Studying the profiling results I had an unpleasant surprise. From time to time one request contained around 40 RPC (RPC=Remote Procedure Calls=Remote GAE Services). That was strange, because I never implemented more than 4 RPC per request. The following screenshot shows this:



What was happening?

It is noticeable that there are many pairs of memcache/datastore-Gets. It turns out that each pair is an attempt to read the session-state. But why there are for the same page sometimes just one session-read and sometime around 40 (like in the screen above)?

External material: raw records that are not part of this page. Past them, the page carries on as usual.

PR #570, opened 2019-08-07
Cleanup kubectl wrapper

chentex:
Signed-off-by: Vicente Zepeda Mas <vzepedamas@suse.com>

## Why is this PR needed?

Cleans up `kubectl` wrapper with methods that are no longer needed.

## What does this PR do?

Cleans up `kubectl` wrapper with methods that are no longer needed.

## Info for QA

Deploy test should continue to work

### DIFF
--- a/ci/infra/testrunner/kubectl/kubectl.py
+++ b/ci/infra/testrunner/kubectl/kubectl.py
@@ -1,12 +1,11 @@
 import os
 import platforms
 
-from timeout_decorator import timeout
-
 from platforms.platform import Platform
 from skuba.skuba import Skuba
 from utils.format import Format
 from utils.utils import (step, Utils)
+
 
 class Kubectl:
 
@@ -17,45 +16,6 @@ class Kubectl:
         self.skuba = Skuba(conf, platform)
 
 
-    def create_deployment(self, name, image):
-        self._run_kubectl("create deployment {name} --image={image}"
-                          .format(name=name, image=image))
-
-    def scale_deployment(self, name, replicas):
-        self._run_kubectl("scale deployment {name} --replicas={replicas}"
-                          .format(name=name, replicas=replicas))
-
-    def expose_deployment(self, name, port, nodeType="NodePort"):
-        self._run_kubectl("expose deployment {name} --port={port} --type={nodeType}"
-                          .format(name=name, port=port, nodeType=nodeType))
-
-    def wait_deployment(self, name, timeout):
-        self._run_kubectl("wait --for=condition=available deploy/{name} --timeout={timeout}m"
-                          .format(name=name, timeout=timeout))
-
-    def count_available_replicas(self, name):
-        result = self._run_kubectl("get deployment/{name} | jq '.status.availableReplicas'"
-                                   .format(name=name))
-        return int(result)
-
-    def get_service_port(self, name):
-        result = self._run_kubectl("get service/{name} | jq '.spec.ports[0].nodePort'"
-                                   .format(name=name))
-        return int(result)
-
-    def test_service(self, name, path="/", worker=0):
-        ip_addresses = self.platform.get_nodes_ipaddrs("worker")
-        if worker >= len(ip_addresses):
-            raise ValueError("Node worker-{} not deployed".format(worker))
-
-        port = self.get_service_port(name)
-        shell_cmd = "curl {ip}:{port}{path}".format(ip=ip_addresses[worker],port=port,path=path)
-        try:
-            return self.utils.runshellcommand(shell_cmd)
-        except Exception as ex:
-            raise Exception("Error testing service {} with path {} at node {}"
-                                .format(name, path, ip_address)) from ex
- 
     def run_kubectl(self, command):
         kubeconfig = self.skuba.get_kubeconfig()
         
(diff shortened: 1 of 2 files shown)


ci/infra/testrunner/tests/test_deployments.py
```diff
@@ -1,21 +1,53 @@
...
-    result = kubectl.test_service("nginx")
-    assert "Welcome to nginx" in result
+    kubectl.run_kubectl("create deployment nginx --image=nginx:stable-alpine")
+    kubectl.run_kubectl("scale deployment nginx --replicas={replicas}".format(replicas=workers))
+    kubectl.run_kubectl("expose deployment nginx --port=80 --type=NodePort")
+    kubectl.run_kubectl("wait --for=condition=available deploy/nginx --timeout={timeout}m".format(timeout=3))
+    deployment = kubectl.run_kubectl("get deployment/nginx -o json")
+    availableReplicas = readyReplicas = updatedReplicas = replicas = 0
+    try:
+        obj = json.loads(deployment)
```
pablochacin: Why you just use the jsonpath option for kubectl? 
```
kubectl get deployment/nginx -o jsonpath='{ .status.readyReplicas }'
```

ci/infra/testrunner/tests/test_deployments.py
```diff
@@ -1,21 +1,53 @@
...
+        replicas = int(obj["status"]["replicas"])
+    except ex as Exception:
+        raise ex
+
+    assert replicas == workers
+    assert availableReplicas == workers
+    assert readyReplicas == workers
+    assert updatedReplicas == workers
+
+    service = kubectl.run_kubectl("get service/nginx -o json")
```
pablochacin: same comment than above:
```
kubectl get service nginx -o jsonpath='{ .spec.ports[0].nodePort }' 
```

ci/infra/testrunner/tests/test_deployments.py
```diff
@@ -1,21 +1,53 @@
...
+import requests
+
 from skuba import Skuba
 from kubectl import Kubectl
-import pytest
-import time
-from timeout_decorator import timeout
+
 
 def test_nginx_deployment(setup, skuba, kubectl):
```
pablochacin: If you use the  `deployment` fixture there's no need to add workers manually

ci/infra/testrunner/tests/test_deployments.py
```diff
@@ -1,21 +1,53 @@
...
+    try:
+        obj = json.loads(service)
+        nodePort = int(obj["spec"]["ports"][0]["nodePort"])
+    except ex as Exception:
+        raise ex
+    
+    wrk_idx = 0
+    ip_addresses = skuba.platform.get_nodes_ipaddrs("worker")
+    if wrk_idx >= len(ip_addresses):
+        raise ValueError("Node worker-{} not deployed".format(wrk_idx))
```
pablochacin: Why using `rise` instead of an `assert? In any case,  this check should be done in the `deployment` fixture.

ci/infra/testrunner/kubectl/kubectl.py
```diff
@@ -1,3 +1,4 @@
+import logging
```
pablochacin: I would say this is not longer needed.

ci/infra/testrunner/tests/test_deployments.py
```diff
@@ -1,21 +1,26 @@
...
-import time
-from timeout_decorator import timeout
+import json
+import requests
+
+from kubectl import Kubectl
+
+
+def test_nginx_deployment(deployment, kubectl):
+    workers = 3
```
pablochacin: Why hard code this value? you can retrieve it from skuba (I think you were doing this in a previous version)
```
def test_nginx_deployment(deployment, skuba, kubectl): 
      workers = skuba.num_of_nodes("worker")
```

ci/infra/testrunner/tests/test_deployments.py
```diff
@@ -1,21 +1,26 @@
...
-    assert "Welcome to nginx" in result
+import json
+import requests
+
+from kubectl import Kubectl
+
+
+def test_nginx_deployment(deployment, kubectl):
+    workers = kubectl.skuba.num_of_nodes("worker")
+    kubectl.run_kubectl("create deployment nginx --image=nginx:stable-alpine")
```
drpaneas: Maybe add a test making sure the nginx deployment is successfully deployed before you try to scale it up. For example as as described [here](https://kubernetes.io/docs/concepts/services-networking/connect-applications-service/) and then `ssh sles@nodeip curl podIP:podPort` to verify nginx is working internally and it's reachable within the cluster. This is not necessary though, however if your external service test fails, you would wish to have the internal one (as debugging step).

ci/infra/testrunner/tests/test_deployments.py
```diff
@@ -1,21 +1,26 @@
...
+    kubectl.run_kubectl("scale deployment nginx --replicas={replicas}".format(replicas=workers))
+    kubectl.run_kubectl("expose deployment nginx --port=80 --type=NodePort")
```
drpaneas: I would test an extra test verifying the output of `kubectl get svc`

ci/infra/testrunner/tests/test_deployments.py
chentex: Maybe to add a more checks, but I already check that the service is running, in the last assert from line 23 - 26

drpaneas: yes, this can be done later as well, that's why I gave you already my blessing to merge this :) :P

PR #571, opened 2019-08-07
Add verbosity to CI skuba execution

dannysauer:
add verbosity argument to run_skuba

## Why is this PR needed?

This simple PR adds a verbosity parameter to the skuba execution method in testrunner with an elevated default value.

Fixes SUSE/avant-garde#547

## What does this PR do?

Increased default verbosity on skuba executions will increase the output recorded in the test cases, facilitating easier debugging when tests fail.  Passing it as an optional parameter allows specific calls to fine-tune the value as needed.

### DIFF
--- a/ci/infra/testrunner/skuba/skuba.py
+++ b/ci/infra/testrunner/skuba/skuba.py
@@ -160,7 +160,7 @@ class Skuba:
         path = "{cwd}/test-cluster/admin.conf".format(cwd=self.conf.workspace)
         return path
 
-    def _run_skuba(self, cmd, cwd=None):
+    def _run_skuba(self, cmd, cwd=None, verbosity=None):
         """Running skuba command in cwd.
         The cwd defautls to {workspace}/test-cluster but can be overrided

A little more digging has shown what’s going on: Whenever there is an invalid session there are many unsuccessful readings for session-state. In other words: The Browser sends a JSESSION cookie, but the session on the GAE is already invalidated (e.g. session got a timeout). My application is using Spring MVC and Freemarker. These frameworks (as many others) try to read the session more than once per request.

First Conclusion

Google App Engine has a grossly inefficient implementation for reading (invalided) session state. Whenever a session is invalid, multiple times RPCs are used just for checking again and again that there is no valid session. There shouldn’t be more than one attempt to read the session via Remote-Calls per request.
I issued a ticket on GAE for this: #7355

Workaround

As a workaround I implemented a request interceptor that checks if a user sends a JSESSION cookie that refers to an invalidated session. If this is the case the user’s JSESSION cookie is removed. Hence, the follow-up requests of this user don’t lead to the unnecessary RP-Calls anymore. The source in a Spring’s HandlerInterceptorAdapte looks like this:

 
void post(HttpServletRequest request, HttpServletResponse response, Object handler, ModelAndView modelAndView) throws Exception {
  Cookie cookie = WebUtils.getCookie(request, WebUtils.COOKIE_SESSION_NAME);
  if ( cookie != null  && request.getSession(false) == null) {                        
    MyWebUtils.deleteCookie("JSESSIONID", request, response);
  }
}


General GAE critics

One of my (and I think most other GAE users) biggest critics is that Google let their customers pay if they have an inefficiency or failure on their GAE platform. You can imagine what GAE’s bad session-implementation shown above would cost a customer with a high traffic application! On the GAE-user-group there was a nice joke that summarizes this to the point:

thecheatah: Why are my requests taking > 1 second all of a sudden?
Jeff: It's the end of the financial quarter and GAE needed to make revenue targets ;-)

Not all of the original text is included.